◆ **EXERCISE**: The answer must consist solely of the lines from the one containing "liu15, line 28: This" to the end of the entries below, repeated exactly.

Stored data
PR #212, opened 2023-01-21
GitHub CI fixes

adayton1:
Our GitHub CI was relying on the default version of CMake, which was recently advanced to CMake 3.25. Unfortunately, that version has a bug where check_cxx_source_compiles does not respect the c++ standard, resulting in a feature of c++17 erroneously being used in Umpire.


adayton1:
The default gcc also advanced, causing a failure when BLT builds gbenchmark. There is a patch in BLT v0.5.0.

adayton1:
I also am removing the gcc 4.9.3 build from our gitlab CI. It is very old and does not fully support c++14, which is what CARE should be on.

agcapps:
Who is jwlawson?  Is that user or the CMake setter-upper he or she provides ever going to go away?  We may want to get a local copy of that script.

liu15 (approved):

agcapps (approved):
If this fixes CARE's GitHub CI, that's what we need.  But I'm still curious about the possibility of the fix (jwlawson?) going away.  (Maybe that concern isn't warranted.)

adayton1:
Github has a "Marketplace" of CI actions that people can share and reuse. I don't believe this action will go away. If it does, then we can find another action, write our own, or just drop github testing and only test on our systems.

adayton1:
This is where the Github action comes from: https://github.com/marketplace/actions/actions-setup-cmake. Here is an alternative action: https://github.com/marketplace/actions/get-cmake

adayton1:
If it was just a single file, we might be able to take a local copy, but it is actually a small repo and I'm not sure which files would be needed. But these "actions" are intended to be stable.

PR #216, opened 2023-02-09
Accessor fixes for GPU builds, use blt::hip instead of hip target

robinson96:
make lop fuser flush length configurable.


adayton1 (approved):
LGTM

src/care/LoopFuser.cpp
```diff
@@ -25,8 +25,8 @@
 CARE_DLL_API int FusedActions::non_scan_store = 0;
 CARE_DLL_API bool FusedActions::verbose = false;
 CARE_DLL_API bool FusedActions::very_verbose = false;
-// set flush length to 8M by default
-CARE_DLL_API int FusedActions::flush_length = 8388608; 
+// set flush length to 8M by default (default value is defined in imports/care/CMakeLists.txt)
```
liu15, line 28: This should probably not include imports/care in the path.

liu15 (approved):
Just the minor comment.

PR #218, opened 2023-03-14
Update dependencies

adayton1:
CAMP: v2022.10.1
Umpire: v2022.10.0
RAJA: v2022.10.5
CHAI: v2022.10.0

Also update CMake variable names when building with submodules (CHAI/RAJA/Umpire now prefix a lot of CMake variables, which is good, but requires us to make some changes).

Spack packages for the submodules will be updated in a follow on pull request. It's too complicated to try to do all at once (I've tried and failed multiple times). This at least gets us closer.


dtaller (approved):

agcapps (approved):
Thumbs up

◆ **ANSWER AREA**:
liu15, line 28: This should probably not include imports/care in the path.

liu15 (approved):
Just the minor comment.

PR #218, opened 2023-03-14
Update dependencies

adayton1:
CAMP: v2022.10.1
Umpire: v2022.10.0
RAJA: v2022.10.5
CHAI: v2022.10.0

Also update CMake variable names when building with submodules (CHAI/RAJA/Umpire now prefix a lot of CMake variables, which is good, but requires us to make some changes).

Spack packages for the submodules will be updated in a follow on pull request. It's too complicated to try to do all at once (I've tried and failed multiple times). This at least gets us closer.


dtaller (approved):

agcapps (approved):
Thumbs up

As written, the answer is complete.